## Action item:
Search the records for the word "returns". Copy every line where it appears.

"""

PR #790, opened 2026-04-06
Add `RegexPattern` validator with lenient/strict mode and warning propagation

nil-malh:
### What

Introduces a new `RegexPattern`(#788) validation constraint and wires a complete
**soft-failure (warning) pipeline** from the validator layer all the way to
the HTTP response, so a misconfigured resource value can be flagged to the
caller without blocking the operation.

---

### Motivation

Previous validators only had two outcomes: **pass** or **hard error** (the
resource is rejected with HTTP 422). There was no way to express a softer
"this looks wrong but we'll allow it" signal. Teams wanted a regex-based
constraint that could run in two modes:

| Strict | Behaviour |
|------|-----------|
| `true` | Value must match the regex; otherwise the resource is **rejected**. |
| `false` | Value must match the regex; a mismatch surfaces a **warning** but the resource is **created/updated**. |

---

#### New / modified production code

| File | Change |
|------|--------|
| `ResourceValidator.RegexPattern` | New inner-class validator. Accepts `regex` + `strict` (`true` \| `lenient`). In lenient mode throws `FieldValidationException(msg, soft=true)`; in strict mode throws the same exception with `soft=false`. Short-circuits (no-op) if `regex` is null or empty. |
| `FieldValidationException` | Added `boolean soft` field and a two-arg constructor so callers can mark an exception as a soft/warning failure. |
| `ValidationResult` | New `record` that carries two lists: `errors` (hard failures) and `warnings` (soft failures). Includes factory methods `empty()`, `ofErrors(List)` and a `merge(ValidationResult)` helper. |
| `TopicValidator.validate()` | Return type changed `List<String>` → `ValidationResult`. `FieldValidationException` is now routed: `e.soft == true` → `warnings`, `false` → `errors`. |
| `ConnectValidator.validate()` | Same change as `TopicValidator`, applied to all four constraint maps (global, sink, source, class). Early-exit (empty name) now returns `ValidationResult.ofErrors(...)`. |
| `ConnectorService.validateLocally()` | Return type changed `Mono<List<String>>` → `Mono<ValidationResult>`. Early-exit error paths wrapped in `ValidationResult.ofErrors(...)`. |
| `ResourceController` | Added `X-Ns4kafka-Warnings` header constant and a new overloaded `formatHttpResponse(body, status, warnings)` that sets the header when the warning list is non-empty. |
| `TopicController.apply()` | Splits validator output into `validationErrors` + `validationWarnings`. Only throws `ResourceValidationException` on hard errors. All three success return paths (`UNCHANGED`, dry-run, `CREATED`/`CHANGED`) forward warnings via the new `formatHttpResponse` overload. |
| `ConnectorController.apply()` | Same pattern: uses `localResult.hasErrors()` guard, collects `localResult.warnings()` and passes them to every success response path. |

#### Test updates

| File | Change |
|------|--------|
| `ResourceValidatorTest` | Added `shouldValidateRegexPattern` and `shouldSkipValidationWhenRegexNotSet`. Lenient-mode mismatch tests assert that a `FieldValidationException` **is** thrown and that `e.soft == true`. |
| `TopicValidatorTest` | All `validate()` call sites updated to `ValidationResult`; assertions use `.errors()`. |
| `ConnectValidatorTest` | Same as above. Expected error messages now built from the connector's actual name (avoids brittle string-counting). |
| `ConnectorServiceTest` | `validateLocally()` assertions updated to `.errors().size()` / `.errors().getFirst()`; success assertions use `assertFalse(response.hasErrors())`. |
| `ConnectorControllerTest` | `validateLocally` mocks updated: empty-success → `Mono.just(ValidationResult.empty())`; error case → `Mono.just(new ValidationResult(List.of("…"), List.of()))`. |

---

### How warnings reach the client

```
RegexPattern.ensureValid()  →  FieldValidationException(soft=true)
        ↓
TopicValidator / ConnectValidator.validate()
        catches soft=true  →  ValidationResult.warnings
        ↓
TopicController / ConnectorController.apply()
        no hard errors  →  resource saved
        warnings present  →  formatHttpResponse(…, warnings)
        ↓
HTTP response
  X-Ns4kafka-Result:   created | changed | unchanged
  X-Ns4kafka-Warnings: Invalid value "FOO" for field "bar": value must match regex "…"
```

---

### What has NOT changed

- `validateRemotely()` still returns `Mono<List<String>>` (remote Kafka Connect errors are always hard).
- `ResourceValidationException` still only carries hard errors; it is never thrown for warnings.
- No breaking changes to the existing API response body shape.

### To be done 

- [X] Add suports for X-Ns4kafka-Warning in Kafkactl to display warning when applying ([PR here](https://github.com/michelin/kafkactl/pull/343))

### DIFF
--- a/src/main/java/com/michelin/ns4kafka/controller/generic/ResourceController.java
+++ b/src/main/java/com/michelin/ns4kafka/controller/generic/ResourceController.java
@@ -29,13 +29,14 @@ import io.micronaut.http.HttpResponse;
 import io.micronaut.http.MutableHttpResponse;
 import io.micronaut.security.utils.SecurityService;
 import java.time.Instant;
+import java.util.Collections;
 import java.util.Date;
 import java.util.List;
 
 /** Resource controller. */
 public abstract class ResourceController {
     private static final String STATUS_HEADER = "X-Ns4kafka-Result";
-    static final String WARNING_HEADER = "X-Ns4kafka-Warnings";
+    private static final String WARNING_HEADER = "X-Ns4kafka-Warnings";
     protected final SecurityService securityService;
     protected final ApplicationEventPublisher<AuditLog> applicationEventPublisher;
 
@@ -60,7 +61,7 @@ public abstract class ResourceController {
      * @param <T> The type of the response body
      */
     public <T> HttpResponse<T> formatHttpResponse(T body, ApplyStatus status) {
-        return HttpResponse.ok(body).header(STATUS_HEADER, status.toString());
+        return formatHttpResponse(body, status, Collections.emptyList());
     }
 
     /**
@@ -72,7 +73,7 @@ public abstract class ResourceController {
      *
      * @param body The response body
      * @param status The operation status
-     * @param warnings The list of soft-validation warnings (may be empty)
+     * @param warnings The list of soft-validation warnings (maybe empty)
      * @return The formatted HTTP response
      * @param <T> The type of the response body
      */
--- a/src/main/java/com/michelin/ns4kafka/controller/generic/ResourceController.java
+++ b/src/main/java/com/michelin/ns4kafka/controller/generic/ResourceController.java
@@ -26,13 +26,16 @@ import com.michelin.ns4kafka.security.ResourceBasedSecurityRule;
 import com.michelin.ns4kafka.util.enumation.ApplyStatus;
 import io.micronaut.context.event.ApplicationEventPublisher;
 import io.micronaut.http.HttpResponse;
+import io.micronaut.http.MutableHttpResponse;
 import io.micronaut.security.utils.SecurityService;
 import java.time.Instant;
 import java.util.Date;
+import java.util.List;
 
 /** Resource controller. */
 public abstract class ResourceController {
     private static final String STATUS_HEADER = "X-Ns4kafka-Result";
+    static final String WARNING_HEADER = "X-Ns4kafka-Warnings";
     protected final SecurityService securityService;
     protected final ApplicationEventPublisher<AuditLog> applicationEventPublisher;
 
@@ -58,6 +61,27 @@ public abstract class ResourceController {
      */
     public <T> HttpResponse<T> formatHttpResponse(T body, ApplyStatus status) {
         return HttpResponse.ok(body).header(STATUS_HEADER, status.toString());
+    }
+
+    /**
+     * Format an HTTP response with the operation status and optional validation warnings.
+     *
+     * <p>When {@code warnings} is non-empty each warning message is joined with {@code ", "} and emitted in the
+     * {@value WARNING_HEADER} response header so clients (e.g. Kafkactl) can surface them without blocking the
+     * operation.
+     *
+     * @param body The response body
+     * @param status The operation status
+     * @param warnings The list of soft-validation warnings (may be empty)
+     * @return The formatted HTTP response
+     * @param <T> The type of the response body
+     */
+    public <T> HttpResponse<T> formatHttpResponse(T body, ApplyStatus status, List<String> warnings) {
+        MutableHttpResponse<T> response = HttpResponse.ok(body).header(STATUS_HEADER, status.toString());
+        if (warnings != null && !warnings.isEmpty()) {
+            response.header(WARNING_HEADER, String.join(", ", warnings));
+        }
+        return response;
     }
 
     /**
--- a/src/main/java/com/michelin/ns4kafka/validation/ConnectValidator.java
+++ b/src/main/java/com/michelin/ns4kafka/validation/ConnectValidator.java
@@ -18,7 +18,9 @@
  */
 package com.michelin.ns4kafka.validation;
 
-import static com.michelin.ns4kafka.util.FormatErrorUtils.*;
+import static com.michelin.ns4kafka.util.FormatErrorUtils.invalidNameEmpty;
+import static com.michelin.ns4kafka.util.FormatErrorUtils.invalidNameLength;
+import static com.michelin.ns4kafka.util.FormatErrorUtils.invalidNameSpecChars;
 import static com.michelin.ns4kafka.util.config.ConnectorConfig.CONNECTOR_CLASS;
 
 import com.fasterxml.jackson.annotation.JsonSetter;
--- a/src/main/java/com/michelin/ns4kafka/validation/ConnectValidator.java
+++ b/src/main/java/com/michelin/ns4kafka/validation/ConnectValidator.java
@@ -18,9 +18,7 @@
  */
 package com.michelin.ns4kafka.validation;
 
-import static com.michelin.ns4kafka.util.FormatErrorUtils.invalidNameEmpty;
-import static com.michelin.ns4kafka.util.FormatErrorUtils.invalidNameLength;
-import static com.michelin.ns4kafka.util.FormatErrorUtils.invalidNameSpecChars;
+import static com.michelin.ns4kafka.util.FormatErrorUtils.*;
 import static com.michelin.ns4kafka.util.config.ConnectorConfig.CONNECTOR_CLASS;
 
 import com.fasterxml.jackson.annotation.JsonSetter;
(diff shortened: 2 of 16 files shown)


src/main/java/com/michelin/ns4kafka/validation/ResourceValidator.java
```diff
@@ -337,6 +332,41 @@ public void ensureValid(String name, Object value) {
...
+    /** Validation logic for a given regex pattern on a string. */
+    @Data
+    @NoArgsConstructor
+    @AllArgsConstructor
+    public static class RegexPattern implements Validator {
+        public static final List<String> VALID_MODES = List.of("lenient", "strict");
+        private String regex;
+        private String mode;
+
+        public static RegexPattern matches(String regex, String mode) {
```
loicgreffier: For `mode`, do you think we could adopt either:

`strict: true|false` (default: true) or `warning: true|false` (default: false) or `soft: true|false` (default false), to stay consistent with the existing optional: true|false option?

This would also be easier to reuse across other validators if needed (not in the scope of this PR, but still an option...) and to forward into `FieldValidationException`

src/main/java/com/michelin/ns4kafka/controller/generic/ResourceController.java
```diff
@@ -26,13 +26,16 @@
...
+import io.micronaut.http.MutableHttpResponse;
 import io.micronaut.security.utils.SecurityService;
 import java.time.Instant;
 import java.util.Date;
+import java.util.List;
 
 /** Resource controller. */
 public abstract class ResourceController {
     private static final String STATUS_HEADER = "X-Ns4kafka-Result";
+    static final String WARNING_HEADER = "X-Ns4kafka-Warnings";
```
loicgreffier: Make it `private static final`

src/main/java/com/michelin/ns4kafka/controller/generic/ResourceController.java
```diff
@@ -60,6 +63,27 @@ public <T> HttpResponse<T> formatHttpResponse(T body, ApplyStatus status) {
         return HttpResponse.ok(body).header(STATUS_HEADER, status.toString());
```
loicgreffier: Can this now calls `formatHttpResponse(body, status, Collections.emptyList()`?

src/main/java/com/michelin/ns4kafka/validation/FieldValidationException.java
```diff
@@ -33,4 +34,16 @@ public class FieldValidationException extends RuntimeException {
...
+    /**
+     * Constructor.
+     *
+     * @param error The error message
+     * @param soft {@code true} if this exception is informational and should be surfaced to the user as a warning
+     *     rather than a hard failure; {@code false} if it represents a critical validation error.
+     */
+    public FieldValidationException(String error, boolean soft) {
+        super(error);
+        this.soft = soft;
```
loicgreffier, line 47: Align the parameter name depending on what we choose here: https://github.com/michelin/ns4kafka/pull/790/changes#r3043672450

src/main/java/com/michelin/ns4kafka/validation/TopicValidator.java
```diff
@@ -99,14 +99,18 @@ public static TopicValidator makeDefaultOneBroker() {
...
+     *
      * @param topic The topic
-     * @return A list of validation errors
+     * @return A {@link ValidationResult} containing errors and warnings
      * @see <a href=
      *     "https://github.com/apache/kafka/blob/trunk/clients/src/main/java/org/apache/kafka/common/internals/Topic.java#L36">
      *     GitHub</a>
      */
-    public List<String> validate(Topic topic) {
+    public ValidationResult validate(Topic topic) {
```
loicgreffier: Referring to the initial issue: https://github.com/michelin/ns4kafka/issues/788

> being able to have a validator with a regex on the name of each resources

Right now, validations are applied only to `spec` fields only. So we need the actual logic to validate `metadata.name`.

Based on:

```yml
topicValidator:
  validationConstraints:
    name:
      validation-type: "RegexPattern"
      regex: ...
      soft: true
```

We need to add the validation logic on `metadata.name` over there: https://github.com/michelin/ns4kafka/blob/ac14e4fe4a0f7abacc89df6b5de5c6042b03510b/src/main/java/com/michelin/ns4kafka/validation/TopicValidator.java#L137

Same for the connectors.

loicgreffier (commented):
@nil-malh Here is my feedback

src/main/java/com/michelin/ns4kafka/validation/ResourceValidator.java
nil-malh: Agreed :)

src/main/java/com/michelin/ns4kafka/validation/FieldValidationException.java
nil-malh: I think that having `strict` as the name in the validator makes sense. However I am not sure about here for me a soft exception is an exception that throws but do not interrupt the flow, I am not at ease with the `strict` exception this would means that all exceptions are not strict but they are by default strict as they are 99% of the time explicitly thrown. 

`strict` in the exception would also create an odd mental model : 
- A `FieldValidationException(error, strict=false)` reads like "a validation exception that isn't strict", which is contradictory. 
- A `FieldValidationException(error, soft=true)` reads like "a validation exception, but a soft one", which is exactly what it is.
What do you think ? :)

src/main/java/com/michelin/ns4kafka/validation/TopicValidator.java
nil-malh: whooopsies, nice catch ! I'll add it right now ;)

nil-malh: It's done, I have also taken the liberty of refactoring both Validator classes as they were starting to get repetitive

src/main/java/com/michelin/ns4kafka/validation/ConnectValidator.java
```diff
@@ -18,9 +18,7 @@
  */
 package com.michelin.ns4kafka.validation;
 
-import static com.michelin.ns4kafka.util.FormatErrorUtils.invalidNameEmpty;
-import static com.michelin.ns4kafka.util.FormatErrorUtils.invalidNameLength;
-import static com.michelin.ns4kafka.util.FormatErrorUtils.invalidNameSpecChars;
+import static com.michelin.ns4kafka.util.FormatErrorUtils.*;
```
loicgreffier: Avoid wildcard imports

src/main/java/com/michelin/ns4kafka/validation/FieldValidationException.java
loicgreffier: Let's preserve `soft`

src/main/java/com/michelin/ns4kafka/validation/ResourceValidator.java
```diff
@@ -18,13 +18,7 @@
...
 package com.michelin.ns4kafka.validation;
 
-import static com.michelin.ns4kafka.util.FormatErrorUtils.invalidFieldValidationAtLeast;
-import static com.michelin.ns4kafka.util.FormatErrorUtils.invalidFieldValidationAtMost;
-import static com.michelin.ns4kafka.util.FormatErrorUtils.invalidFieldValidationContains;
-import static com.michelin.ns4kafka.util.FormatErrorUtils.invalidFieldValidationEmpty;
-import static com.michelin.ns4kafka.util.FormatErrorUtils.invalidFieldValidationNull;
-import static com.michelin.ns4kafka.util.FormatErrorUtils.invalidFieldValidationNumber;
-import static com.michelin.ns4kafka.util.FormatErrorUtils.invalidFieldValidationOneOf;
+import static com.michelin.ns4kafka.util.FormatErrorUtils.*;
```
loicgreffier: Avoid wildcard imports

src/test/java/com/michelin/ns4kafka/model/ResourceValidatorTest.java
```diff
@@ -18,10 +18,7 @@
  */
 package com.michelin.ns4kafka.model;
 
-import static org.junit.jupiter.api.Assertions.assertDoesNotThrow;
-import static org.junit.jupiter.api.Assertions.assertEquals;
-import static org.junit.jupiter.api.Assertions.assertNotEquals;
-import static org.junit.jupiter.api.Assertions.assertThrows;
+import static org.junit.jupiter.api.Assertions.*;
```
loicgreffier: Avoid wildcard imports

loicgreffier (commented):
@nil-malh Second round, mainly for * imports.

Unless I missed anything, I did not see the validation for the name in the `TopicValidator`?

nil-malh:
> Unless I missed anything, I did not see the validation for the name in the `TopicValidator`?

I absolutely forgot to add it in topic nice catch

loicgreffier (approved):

"""
"""

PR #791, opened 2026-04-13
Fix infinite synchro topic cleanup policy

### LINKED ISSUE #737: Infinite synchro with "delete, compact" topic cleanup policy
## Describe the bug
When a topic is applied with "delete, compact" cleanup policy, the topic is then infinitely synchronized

"""
"""

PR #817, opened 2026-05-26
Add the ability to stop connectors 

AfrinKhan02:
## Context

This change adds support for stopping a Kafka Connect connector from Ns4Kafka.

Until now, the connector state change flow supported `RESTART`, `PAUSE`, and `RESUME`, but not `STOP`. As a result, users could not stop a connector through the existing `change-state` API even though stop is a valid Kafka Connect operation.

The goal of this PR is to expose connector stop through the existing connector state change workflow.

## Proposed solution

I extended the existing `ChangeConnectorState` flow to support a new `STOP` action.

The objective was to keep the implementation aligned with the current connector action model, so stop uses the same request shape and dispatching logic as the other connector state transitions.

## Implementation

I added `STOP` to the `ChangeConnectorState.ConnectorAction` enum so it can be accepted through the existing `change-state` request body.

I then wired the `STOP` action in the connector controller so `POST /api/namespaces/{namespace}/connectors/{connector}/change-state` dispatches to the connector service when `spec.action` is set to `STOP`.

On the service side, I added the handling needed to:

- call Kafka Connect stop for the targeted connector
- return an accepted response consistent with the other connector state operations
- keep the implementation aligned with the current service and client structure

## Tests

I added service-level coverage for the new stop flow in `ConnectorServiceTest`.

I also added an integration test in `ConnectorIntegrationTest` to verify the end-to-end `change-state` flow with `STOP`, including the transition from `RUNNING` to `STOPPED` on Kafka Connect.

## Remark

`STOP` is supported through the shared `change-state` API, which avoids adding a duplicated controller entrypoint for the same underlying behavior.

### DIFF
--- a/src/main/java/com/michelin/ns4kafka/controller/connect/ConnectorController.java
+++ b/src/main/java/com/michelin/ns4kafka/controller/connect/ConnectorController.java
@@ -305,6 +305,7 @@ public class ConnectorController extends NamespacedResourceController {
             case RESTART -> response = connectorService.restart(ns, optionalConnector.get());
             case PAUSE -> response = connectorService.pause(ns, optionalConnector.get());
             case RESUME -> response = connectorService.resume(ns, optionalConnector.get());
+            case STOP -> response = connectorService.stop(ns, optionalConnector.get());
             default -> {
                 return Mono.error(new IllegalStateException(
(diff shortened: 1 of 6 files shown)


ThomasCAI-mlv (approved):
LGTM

"""

## Finished task:
| `ConnectValidator.validate()` | Same change as `TopicValidator`, applied to all four constraint maps (global, sink, source, class). Early-exit (empty name) now returns `ValidationResult.ofErrors(...)`. |
- `validateRemotely()` still returns `Mono<List<String>>` (remote Kafka Connect errors are always hard).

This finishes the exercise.